[Problem description] Pull every line containing "usefixtures" from the entries.
[Data to process — start]
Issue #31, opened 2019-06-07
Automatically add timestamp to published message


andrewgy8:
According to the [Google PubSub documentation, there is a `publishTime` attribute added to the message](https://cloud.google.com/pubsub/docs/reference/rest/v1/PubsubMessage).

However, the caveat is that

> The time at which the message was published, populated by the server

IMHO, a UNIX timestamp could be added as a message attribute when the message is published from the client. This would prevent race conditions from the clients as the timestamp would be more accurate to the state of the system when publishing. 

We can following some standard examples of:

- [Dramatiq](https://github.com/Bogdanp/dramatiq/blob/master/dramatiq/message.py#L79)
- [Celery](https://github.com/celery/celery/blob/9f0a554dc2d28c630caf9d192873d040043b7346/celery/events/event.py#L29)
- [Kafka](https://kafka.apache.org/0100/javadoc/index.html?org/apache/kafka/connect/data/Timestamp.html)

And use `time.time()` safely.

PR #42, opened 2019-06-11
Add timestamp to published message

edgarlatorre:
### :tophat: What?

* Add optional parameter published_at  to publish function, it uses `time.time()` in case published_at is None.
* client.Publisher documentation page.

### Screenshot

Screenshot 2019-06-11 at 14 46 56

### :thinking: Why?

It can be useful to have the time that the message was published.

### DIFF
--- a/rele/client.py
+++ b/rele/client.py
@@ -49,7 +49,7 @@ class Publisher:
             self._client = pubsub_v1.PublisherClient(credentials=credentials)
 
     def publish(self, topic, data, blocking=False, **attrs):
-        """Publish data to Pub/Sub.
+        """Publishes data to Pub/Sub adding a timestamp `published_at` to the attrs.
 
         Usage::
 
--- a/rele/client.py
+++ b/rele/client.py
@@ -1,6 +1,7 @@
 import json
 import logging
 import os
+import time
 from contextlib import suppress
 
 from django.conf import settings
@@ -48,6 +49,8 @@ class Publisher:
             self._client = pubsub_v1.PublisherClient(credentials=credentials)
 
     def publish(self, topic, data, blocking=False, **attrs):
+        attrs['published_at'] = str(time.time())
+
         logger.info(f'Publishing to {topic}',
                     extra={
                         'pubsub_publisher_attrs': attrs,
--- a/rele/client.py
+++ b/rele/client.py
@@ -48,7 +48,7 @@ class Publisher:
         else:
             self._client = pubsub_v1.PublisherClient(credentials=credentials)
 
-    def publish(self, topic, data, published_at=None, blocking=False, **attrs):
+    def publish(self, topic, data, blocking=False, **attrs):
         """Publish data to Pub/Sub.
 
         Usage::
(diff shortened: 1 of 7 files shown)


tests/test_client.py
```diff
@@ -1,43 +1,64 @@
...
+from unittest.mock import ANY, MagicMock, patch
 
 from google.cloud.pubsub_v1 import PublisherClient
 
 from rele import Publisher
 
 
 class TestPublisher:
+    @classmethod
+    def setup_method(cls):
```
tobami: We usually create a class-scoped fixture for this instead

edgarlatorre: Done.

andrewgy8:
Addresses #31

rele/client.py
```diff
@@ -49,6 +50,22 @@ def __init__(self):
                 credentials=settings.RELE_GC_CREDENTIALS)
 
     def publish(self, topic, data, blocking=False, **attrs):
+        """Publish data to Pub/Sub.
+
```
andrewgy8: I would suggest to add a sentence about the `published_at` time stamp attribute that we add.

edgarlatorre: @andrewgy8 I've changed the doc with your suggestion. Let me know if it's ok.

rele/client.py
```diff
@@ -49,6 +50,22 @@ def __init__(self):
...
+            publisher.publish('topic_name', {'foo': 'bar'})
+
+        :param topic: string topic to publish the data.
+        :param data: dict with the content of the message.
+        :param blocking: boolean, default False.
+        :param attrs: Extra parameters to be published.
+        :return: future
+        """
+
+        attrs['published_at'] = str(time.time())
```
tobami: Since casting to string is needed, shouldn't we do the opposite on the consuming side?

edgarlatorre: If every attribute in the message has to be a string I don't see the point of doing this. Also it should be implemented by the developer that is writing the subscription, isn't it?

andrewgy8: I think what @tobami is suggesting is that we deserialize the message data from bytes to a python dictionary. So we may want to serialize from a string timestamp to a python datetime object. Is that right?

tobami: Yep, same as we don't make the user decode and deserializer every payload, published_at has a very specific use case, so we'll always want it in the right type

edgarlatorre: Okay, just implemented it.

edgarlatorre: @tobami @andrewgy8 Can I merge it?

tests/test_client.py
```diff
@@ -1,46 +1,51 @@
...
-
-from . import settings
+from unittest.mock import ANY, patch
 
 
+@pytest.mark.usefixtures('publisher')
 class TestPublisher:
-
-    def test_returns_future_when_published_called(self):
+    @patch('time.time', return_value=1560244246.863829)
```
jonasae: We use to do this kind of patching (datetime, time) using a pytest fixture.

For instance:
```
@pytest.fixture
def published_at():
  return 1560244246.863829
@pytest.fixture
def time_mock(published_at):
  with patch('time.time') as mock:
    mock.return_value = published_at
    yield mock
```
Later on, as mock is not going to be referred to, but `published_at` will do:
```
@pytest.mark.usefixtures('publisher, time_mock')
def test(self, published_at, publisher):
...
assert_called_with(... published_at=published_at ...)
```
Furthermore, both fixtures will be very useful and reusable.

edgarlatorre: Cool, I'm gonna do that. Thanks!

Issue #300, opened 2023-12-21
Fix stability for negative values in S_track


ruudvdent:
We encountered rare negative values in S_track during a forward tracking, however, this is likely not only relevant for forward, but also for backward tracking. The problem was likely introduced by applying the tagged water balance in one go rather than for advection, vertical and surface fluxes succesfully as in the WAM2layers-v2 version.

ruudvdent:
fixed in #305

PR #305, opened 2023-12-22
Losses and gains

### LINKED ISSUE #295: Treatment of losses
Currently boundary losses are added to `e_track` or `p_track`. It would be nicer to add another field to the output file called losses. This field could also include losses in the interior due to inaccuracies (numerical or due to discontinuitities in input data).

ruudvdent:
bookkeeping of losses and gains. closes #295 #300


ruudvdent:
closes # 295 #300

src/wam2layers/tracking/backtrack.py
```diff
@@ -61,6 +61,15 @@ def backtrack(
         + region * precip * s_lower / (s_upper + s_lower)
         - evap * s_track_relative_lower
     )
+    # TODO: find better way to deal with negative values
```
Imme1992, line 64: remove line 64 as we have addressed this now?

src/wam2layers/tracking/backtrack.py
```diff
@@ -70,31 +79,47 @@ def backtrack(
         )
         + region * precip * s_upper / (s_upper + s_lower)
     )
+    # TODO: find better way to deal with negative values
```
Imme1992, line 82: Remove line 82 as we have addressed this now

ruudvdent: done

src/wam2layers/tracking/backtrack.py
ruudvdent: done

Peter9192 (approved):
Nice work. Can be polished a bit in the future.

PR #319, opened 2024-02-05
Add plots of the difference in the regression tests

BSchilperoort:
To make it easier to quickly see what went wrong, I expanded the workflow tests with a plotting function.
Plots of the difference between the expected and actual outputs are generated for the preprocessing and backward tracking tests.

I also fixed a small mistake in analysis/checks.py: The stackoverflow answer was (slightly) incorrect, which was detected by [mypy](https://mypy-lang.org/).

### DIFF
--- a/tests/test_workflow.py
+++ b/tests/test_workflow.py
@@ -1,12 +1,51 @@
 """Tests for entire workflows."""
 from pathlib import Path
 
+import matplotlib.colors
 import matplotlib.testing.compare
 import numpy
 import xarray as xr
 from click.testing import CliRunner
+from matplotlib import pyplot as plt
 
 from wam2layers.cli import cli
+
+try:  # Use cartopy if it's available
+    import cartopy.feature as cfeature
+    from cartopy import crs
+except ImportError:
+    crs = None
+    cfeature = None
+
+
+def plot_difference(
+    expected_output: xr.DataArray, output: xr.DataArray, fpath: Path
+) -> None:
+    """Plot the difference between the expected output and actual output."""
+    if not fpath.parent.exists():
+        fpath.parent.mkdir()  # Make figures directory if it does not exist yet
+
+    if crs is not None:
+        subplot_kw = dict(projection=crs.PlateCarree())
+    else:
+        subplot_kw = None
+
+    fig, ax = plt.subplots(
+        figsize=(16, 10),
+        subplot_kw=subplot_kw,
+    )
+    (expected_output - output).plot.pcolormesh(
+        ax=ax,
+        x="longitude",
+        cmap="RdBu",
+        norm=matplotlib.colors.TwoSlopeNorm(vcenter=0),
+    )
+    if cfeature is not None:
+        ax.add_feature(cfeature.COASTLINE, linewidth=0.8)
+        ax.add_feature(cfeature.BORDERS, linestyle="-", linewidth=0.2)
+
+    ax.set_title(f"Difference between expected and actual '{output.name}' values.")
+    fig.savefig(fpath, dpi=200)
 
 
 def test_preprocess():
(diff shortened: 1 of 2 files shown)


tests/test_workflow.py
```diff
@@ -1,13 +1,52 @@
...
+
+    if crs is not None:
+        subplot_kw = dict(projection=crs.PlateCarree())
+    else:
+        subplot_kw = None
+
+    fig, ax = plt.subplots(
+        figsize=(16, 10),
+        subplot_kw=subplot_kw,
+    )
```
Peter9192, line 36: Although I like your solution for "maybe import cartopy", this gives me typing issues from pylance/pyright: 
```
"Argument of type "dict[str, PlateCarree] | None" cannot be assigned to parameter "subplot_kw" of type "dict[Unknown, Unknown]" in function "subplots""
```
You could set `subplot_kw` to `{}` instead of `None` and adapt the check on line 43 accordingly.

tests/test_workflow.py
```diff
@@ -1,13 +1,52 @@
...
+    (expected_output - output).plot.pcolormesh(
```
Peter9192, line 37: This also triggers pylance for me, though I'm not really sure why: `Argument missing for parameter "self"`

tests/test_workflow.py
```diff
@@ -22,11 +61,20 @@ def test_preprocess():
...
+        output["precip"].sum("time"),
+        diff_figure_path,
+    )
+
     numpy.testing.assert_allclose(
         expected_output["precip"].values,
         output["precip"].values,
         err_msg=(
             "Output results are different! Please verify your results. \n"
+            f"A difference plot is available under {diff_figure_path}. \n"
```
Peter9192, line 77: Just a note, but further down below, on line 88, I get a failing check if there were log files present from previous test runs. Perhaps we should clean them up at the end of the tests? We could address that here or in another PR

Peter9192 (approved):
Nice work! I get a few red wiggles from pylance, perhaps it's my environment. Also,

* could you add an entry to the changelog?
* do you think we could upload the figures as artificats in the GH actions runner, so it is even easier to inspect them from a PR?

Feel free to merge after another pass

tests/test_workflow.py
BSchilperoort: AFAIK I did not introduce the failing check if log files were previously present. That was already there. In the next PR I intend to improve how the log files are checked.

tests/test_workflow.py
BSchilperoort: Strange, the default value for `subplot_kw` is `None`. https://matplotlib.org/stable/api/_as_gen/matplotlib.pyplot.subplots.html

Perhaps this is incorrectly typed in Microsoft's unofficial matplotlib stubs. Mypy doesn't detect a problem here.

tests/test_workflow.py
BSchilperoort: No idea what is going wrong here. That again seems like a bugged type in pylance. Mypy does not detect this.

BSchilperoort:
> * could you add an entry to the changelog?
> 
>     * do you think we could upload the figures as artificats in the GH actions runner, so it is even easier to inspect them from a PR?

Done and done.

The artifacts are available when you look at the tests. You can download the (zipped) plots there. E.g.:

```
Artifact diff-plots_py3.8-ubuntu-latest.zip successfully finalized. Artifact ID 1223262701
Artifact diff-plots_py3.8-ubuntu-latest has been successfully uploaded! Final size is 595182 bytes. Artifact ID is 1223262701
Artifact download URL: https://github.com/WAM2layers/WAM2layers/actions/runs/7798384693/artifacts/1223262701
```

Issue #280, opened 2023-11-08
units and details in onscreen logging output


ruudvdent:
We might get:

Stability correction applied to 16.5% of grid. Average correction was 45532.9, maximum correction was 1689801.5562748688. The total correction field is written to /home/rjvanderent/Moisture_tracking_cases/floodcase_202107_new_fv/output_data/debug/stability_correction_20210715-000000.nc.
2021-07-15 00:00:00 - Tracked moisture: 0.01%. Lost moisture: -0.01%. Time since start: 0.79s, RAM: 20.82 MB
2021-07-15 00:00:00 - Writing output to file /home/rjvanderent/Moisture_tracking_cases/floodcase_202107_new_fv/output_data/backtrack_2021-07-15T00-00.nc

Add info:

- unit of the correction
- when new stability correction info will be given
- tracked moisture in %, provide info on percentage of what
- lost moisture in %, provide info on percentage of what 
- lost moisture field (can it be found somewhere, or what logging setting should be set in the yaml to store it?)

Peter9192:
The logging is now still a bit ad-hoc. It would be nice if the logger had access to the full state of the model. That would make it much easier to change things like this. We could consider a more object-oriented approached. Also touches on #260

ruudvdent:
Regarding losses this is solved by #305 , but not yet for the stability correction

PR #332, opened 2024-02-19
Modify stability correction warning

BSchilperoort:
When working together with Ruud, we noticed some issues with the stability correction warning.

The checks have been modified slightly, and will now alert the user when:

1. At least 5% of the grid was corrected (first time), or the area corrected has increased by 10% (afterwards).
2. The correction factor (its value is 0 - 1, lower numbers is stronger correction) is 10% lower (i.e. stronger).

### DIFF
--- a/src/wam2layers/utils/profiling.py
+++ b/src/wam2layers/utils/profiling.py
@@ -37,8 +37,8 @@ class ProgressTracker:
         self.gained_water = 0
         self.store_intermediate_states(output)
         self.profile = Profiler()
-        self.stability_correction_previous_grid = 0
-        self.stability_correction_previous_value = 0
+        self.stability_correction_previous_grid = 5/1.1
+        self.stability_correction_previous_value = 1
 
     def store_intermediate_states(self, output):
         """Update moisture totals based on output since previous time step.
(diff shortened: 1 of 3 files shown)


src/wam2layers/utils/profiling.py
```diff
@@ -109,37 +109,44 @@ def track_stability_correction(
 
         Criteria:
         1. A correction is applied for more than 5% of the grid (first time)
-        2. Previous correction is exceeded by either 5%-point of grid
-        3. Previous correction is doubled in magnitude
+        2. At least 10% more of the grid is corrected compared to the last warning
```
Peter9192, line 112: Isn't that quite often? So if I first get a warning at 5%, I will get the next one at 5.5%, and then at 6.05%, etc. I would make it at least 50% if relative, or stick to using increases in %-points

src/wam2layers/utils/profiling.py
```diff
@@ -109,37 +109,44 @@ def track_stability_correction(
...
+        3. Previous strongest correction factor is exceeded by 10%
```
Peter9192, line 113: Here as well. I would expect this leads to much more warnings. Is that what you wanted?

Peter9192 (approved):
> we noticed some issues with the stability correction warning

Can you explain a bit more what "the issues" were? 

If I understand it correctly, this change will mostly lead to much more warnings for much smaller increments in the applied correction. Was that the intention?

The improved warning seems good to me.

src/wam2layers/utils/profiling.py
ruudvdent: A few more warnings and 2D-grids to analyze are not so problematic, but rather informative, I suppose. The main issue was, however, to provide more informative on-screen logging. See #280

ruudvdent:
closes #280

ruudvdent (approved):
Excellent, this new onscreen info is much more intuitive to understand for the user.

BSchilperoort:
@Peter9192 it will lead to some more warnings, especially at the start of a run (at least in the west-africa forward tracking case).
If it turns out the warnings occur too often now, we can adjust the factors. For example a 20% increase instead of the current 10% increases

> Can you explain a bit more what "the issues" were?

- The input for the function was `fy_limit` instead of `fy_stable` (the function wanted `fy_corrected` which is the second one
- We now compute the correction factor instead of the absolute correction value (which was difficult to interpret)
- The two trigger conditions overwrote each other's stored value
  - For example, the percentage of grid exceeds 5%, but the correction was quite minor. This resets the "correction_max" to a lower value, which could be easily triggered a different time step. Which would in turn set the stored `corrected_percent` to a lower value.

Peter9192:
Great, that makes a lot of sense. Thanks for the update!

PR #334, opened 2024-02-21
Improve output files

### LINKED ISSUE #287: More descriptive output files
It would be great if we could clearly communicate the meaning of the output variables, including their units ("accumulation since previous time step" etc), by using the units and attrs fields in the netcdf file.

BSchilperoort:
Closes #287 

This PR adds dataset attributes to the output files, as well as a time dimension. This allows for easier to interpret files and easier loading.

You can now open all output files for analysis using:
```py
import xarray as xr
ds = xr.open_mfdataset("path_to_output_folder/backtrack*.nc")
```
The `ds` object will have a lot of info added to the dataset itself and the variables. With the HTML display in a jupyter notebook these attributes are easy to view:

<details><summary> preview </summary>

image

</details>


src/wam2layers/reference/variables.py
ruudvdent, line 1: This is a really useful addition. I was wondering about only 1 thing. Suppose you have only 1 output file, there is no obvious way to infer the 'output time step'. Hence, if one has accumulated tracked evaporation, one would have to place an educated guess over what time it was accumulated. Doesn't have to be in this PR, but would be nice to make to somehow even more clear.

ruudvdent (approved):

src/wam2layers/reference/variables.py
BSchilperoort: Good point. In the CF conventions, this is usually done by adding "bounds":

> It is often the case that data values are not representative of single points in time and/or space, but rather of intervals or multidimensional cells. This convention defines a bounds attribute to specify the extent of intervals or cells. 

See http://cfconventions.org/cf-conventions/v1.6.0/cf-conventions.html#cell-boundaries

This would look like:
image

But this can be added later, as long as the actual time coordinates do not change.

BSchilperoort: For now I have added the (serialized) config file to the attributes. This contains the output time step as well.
[Data to process — finish]
[Written solution]
+@pytest.mark.usefixtures('publisher')
@pytest.mark.usefixtures('publisher, time_mock')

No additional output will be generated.